Jakarta – Menteri Investasi/Kepala Badan Koordinasi Penanaman Modal (BKPM), Bahlil Lahadalia, menegaskan jika pengembangan ekosistem kendaraan listrik atau electric vehicle (EV) di Indonesia perlu melibatkan pengusaha lokal di daerah. Hal ini bertujuan agar nilai investasi yang bertambah secara nasional bisa dinikmati oleh masyarakat di daerah.
“Nah, soal perizinan semua kita permudah dan kita minta supaya investasi bagi ekosistem EV harus berkolaborasi, khususnya kolaborasi dengan pengusaha nasional, khususnya lagi pengusaha daerah. Kenapa demikian? Karena kita ini pertumbuhan PDB-nya tinggi, tapi tidak banyak masyarakat kita yang memiliki akses ke sana. Jangan sampai yang kaya hanya di Jakarta saja, tapi sampai ke daerah-daerah,” ucapnya pada acara seminar “Membangun Ekosistem Baterai Kendaraan Listrik” di Jakarta, Selasa, 29 Agustus 2023.
Dirinya lalu kembali membantah isu bahwa kebijakan hilirisasi nikel itu dikuasai asing sepenuhnya. Menurutnya, masuknya investor asing tersebut tak lain adalah karena persoalan transfer teknologi dan tantangan pada perbankan nasional untuk membiayai proyek investasi. Ia mengatakan bahwa pihak asing hanya menguasai industri, dan bukan tambangnya.
“Jadi, kalau ada yang bilang nikel dikuasai asing itu keliru, karena tambangnya itu dikuasai oleh Indonesia, 80% nikel itu dikuasai oleh orang Indonesia. Industrinya baru yang dikuasai oleh asing. Kenapa industrinya dikuasai asing, karena memang perbankan nasional kita tidak membiayai capex untuk investasi. Andaikan ada, 40% dimintai equity, mana bisa 40% bos. Nilai investasinya saja minimal USD3 billion. Kalau 40% artinya USD1.200 billion, ya mana bisa. Sementara di asing itu equity-nya diminta cuman 10%. Ini masalahnya,” ungkapnya.
Lebih lanjut, ia mengatakan, untuk mengembangkan prospek investasi dari luar negeri ini, pihaknya dan pemerintah Indonesia telah merilis banyak program subsidi maupun pemotongan pajak sebagai insentif untuk para investor asing agar mereka mau berinvestasi di ekosistem industri kendaraan listrik nasional.
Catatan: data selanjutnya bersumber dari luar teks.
PR #191, opened 2021-01-12
Add first pass at SparseArray class with examples

psavery:
The SparseArray class can take electron counted data and use it to
perform operations such as min/max/mean/sum, indexing, and slicing.

Slicing and indexing operations are allowed, such as `array[3:60, 5, ::2, :3]`,
where the only the frames that get expanded are the ones that are needed.

Arithmetic operations can be performed, such as `np.sum(array, axis=(0, 1))`.
Note that only axis=(0, 1) is currently specialized for efficiency. If you
use an axis that isn't specialized, it is like calling
`np.sum(array[:], axis)`, where the array gets expanded to a full numpy array
and then the operation performed on it. We can specialize more axes options
as needed.

The class also accepts an argument that indicates whether or not full expansion
(such as `array[:]`) is allowed. If `False`, then an exception will be raised
if a full expansion is attempted. This is helpful to ensure that functions
that are called do not attempt a full expansion.

The class also accepts a `dtype`, which is the type that will be used when
an expansion happens. For things like a sum, it is important to pick a dtype
large enough so that it won't overflow.

The examples are taken from the py4dstem quick start and modified slightly to
use our SparseArray class. Some things to note:

1. We are using sum() instead of max() because max() for our example is mostly
   all ones with a few zeros (not very visually appealing).
2. The binning and cropping steps are removed. They work, but they do so in
   py4DSTEM by slicing and re-assigning (such as
   `datacube.data = datacube.data[:, :, 3:20, 4:15]`). Since slicing the sparse
   array returns a numpy array, this means the sparse array will get replaced
   by a numpy array, which we might not want for this example.
3. The saving to HDF5 at the end doesn't work because py4DSTEM doesn't
   recognize our object type.
4. We have to swap scan dimensions for the full battery example for the image
   to come out correctly. We might need to make sure we are using the dimensions
   correctly.

The two jupyter notebooks with their output are attached in this [examples.zip](https://github.com/OpenChemistry/stempy/files/5805251/examples.zip) file.

Let us know what you think, @ercius


ercius:
This looks great.  Ill try it out soon.

> The class also accepts an argument that indicates whether or not full expansion
(such as array[:]) is allowed. If False, then an exception will be raised
if a full expansion is attempted. This is helpful to ensure that functions
that are called do not attempt a full expansion.

I was really worried about the possibility to nuke the users RAM, but this is a great way to avoid this. Thanks for putting this in there. `False` should be the default value.

psavery:
@ercius Okay, I just force-pushed. It is now `False` by default.

ercius:
@psavery Is there a docker image I can download to test this? The example notebooks look like they are just what we want to accomplish. The dataset has insufficient signal for the Bragg disc detection. I will have to get a different dataset to test for that or try out some different py4dstem functionality.

cjh1:
@ercius Its really only a single python file ( `spare_array.py` ), it currently does need any of the other stempy machinery. So you can either get the file and notebook from the PR or we can send it to you?

ercius:
I can grab it. Thanks!

ercius:
@psavery This works really well. Nice work! Should we discuss the next steps to improving this and what to add?

cjh1:
@ercius Glad this works for you. Yes, we should discuss what other things to add and where the code should end up living ...

ercius:
Those are good questions.

More features to add are:
1. binning the diffraction data to change the frame dimensions in place. 
2.  cropping the data in both diffraction and real space
I have python code for both of these which I can share.

As for where it should live: I would like it to be easily accessible and installable. We should talk about how to make stempy more accessible or maybe to start a different repo or add it to an existing repo (ncempy?). Im not sure of the right way to do this and would like to discuss that.

cjh1:
@ercius Just so we are on the same page. For 1. and 2. these are operations supported in py4DSTEM? As in we would like to support them with our sparse array? Sharing the code would be great.

I agree that making stempy more accessible would be great. I know we have talked about pushing packages to pypi in the past but put it off because of the potential time sink. @psavery has setup several projects recently to build for pypi and I think we have streamlined the process. Given this it may be worth revisiting this for stempy. I think with a few hours investment we would know pretty soon if its going to be possible in a tractable amount of time. If this didn't work out the sparse array code could also end up in py4DSTEM itself.

ercius:
For 1 and 2 you can use functions in py4dstem, but I think it would require working on the dense data. I was planning for 1 to add a function to bin the data in place. You can change the way the sparse --> dense operation happens in order to reduce the frame_dimensions. It would be similar to how numpy arrays can be reshaped by only changing the shape and not actually changing the underlying data. For 2 I think this would also be built in but probably would need to return a new array. Im not sure how I would want that to work.

Lets see if we can get it distributable in pypi. That is certainly worth some effort at this point.

psavery:
Hi Peter @ercius,

I've added cropping (via slicing) and binning for frames. I've attached
[an example notebook with output](https://github.com/OpenChemistry/stempy/files/5991875/cropping_binning_with_output.ipynb.zip) and more details are below. Let us
know what you think.


Changes:
========

1. The SparseArray class now has an attribute called "sparse_slicing",
   which defaults to True. If True, then slicing a SparseArray will
   return a new SparseArray with the underlying data modified (except
   when the slicing results in a single frame, in which case it returns
   a dense array for the frame).

   This allows for cropping and striding the data via slicing. If
   "sparse_slicing" is False, then a dense array will be returned upon
   slicing.

   Since py4dstem also crops data via slicing, cropping a SparseArray
   with their functions should yield the same result.

2. Previously, the math functions and expansion functions assumed that
   the presense of a sparse value in a frame indicated that the pixel
   value is 1. However, this is not the case, because the frame can
   have duplicated sparse values, which indicates a higher pixel value.
   The underlying math and expansion functions have now been modified
   to reflect this, and they now count the number of sparse values in
   all cases. This is important also for binning, where duplicated
   values are needed to indicate greater intensity in a pixel.

   This results in a little bit of a slowdown for the functions, but
   accuracy is more important. Current timings are pasted below.

3. A bin_frames() function was added to bin the frames. This either
   returns a new SparseArray (default), or if "in_place" == True,
   it modifies the SparseArray in place and returns "self".

   We currently can't use the py4dstem functions to bin the data,
   because they perform a reshape and sum. We can only bin the frames
   via this "bin_frames()" function.


Questions:
==========

1. There is a dtype in the SparseArray class which indicates what
   dtype should be used for expansion and math functions. This
   currently defaults to np.uint8, which causes integer overflows
   for most of our examples, for things like summing. Should we
   increase the default to something else, like np.uint32?

2. Adding a "bin_scans()" function might not be too hard. Should we
   add one of those too, to bin the scans?


Current math timings:
=====================

Small dataset:
data.frame_dimensions=[576, 576]
data.scan_dimensions=[64, 64]

min:  3.90 s
max:  0.92 s
sum:  0.86 s
mean: 0.84 s


Large dataset:
data.frame_dimensions=[576, 576]
data.scan_dimensions=[257, 1024]

min: 233.35 s
max:  54.15 s
sum:  50.57 s
mean: 49.81 s

ercius:
@psavery  Here are some answers:
> There is a dtype in the SparseArray class which indicates what
> dtype should be used for expansion and math functions. This
> currently defaults to np.uint8, which causes integer overflows
> for most of our examples, for things like summing. Should we
> increase the default to something else, like np.uint32?

Yes. I would definitely increase to uint32. uint8 is too small. Thanks!

> Adding a "bin_scans()" function might not be too hard. Should we
> add one of those too, to bin the scans?
Im not sure what bin_scans() would do. I thought the binning was already done in the array? A little more information is needed.

psavery:
@ercius Sounds good about increasing the default dtype to `uint32`.

Py4dstem has separate functions for binning the frames ([`bin_data_diffraction`](https://github.com/py4dstem/py4DSTEM/blob/3551d98a6930a0ca3e678c57440da76b28b160b5/py4DSTEM/process/preprocess/preprocess.py#L77)) and binning the scans ([`bin_data_real`](https://github.com/py4dstem/py4DSTEM/blob/3551d98a6930a0ca3e678c57440da76b28b160b5/py4DSTEM/process/preprocess/preprocess.py#L117)).

For a 4D shape, binning the scans would perform the binning on the first 2 dimensions, whereas binning the frames would perform the binning the last 2 dimensions, if I understand it correctly.

For our sparse array, I think we could just concatenate some of the internal sparse frames to achieve this.

We only really need to add this, though, if you think it'd be useful.

psavery:
The default dtype is now uint32.

ercius:
@psavery 

> For our sparse array, I think we could just concatenate some of the internal sparse frames to achieve this.

Yes. This would be very useful, and is the method I would also suggest using. Good idea!

psavery:
@ercius Alright! `bin_scans()` has been added!

psavery:
The sparse array was moved to `stempy.io.sparse_array`.

It can now be imported via:

```python
from stempy.io.sparse_array import SparseArray
```

python/stempy/io/sparse_array.py
```diff
@@ -0,0 +1,443 @@
...
+def default_full_expansion(func):
+    name = func.__name__
+
+    @wraps(func)
+    def wrapper(self, *args, **kwargs):
+        ret = func(self, *args, **kwargs)
+        if ret is not None:
+            return ret
+
+        print(f'Warning: performing full expansion for {name}')
```
cjh1, line 29: Lets write warnings to stderr.

cjh1 (approved):
@psavery This is looking great. Just one inline suggest. Lets add a little documentation, it can be pretty rough and ready, may just cut and paste some of the conversion from the PR, so we at least have a starting point.

cjh1:
@ercius I think this is pretty much ready to merge, if you are OK with that. We can of course do follow up PRs.

python/stempy/io/sparse_array.py
psavery: This is fixed.

psavery:
I quickly went through it and wrote some doc strings. It didn't take very long. I also tried to get it to be added automatically to read the docs. Hopefully that will work...

cjh1 (approved):
@psavery Docs looks good, thanks. @ercius If its OK, we will go ahead and merge this. Any issues can be fixed in the follow up PRs. Once its in I can cut another patch release so you can install from PyPI. @psavery Is there away we could push commits to master to PyPI on a dev channel, so we could install master for testing?

cjh1:
@psavery I guess I could also just push a pre-release tag ...

ercius:
This is all great. Thanks!

cjh1:
@ercius As this has been merge I cut a pre-release, you install using pip like this:

```
pip install --pre stempy
```

Note: The docs for it are also available:

https://stempy.readthedocs.io/en/latest/stempy.io.html

ercius:
@psavery I was trying to install this preview version to test it for some users before I send them data. But it looks like `sparse_array.py` is not included in the release.

I tried `pip install --pre stempy` and `pip install stempy==1.1.0a1` but the `SparseArray` class is not available.

If you go to the [download page on pypi](https://pypi.org/project/stempy/1.1.0a1/#modal-close) and download the wheel you can open it like a zip file. The linux wheel does not contain the `sparse_array.py` at `stempy-1.1.0a1-cp36-cp36m-win_amd64.whl\stempy\io\`

We probably should just release `1.1.0`. I have used the `SparseArray` class and it works well so far.

cjh1:
@ercius Yes, we can go ahead and cut a release.

cjh1:
@psavery Any idea what is going on here?

psavery:
I believe that got fixed in #205, which was merged after the `1.1.0a1` tag. I believe it should be in the `1.1.0` release when it is uploaded.

psavery:
@ercius @cjh1 Indeed, stempy `1.1.0` was just uploaded to PyPI, and it contains the `SparseArray` class in `stempy.io.sparse_array`! I am able to import it.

Bagi Bahlil, pembangunan ekosistem baterai adalah keharusan sebelum membangun ekosistem kendaraannya.
“Jadi, konsistensi kita soal pembangunan ekosistem baterai adalah keharusan, tak bisa tidak. Kayak kita dulu kan punya kayu, tambang, ada tidak pengusaha kayu kita yang masuk 10 besar orang terkaya. Yang kaya ya itu-itu saja, kita tau semua. Bahkan, sebagian besar konglomerat di Indonesia itu kaya karena tebang-tebang dulu, bukan hilirisasi. Maka, mendorong hilirisasi ini adalah langkah pertama yang harus dilakukan sebelum membangun industri EV,” pungkasnya.